WHAT YOU NEED TO DO ->
Your answer must be a single number: how many lines of the data include "swap".

MATERIAL SUPPLIED ->
PR #2960, opened 2022-10-25
Add index scheduler tests for task cancelation

loiclec:
Nothing special to say about this one. I checked that:
- enqueued tasks are canceled
- processing document addition tasks can be canceled as well, and the AbortedIndexation error is intercepted correctly
- succeeded tasks are not canceled


irevoire (approved):
Nice thank you @loiclec

PR #2967, opened 2022-10-26
test the details of all tasks type

irevoire:


meilisearch-http/src/routes/indexes/settings.rs
```diff
@@ -439,6 +439,7 @@ pub async fn update_all(
         Some(&req),
     );
 
+    println!("Registering a setting update");
```
Kerollmops, line 442:
```suggestion
```

Kerollmops, line 442:
```suggestion
```

Kerollmops (changes requested):

Kerollmops (changes requested):
That is very nice, do we also want to add:
 - a test for a `snapshotCreation` ?
 - a test for a swap with multiple swap operations?
 - a test with an invalid swap operation i.e. length != 2?

PR #2968, opened 2022-10-26
Index scheduler snapshots

Kerollmops:
This PR introduces the `snapshotCreation` tasks, the import of a snapshot, the scheduled snapshots system, and reintroduces the `VERSION` file.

WRITTEN REPLY ->
2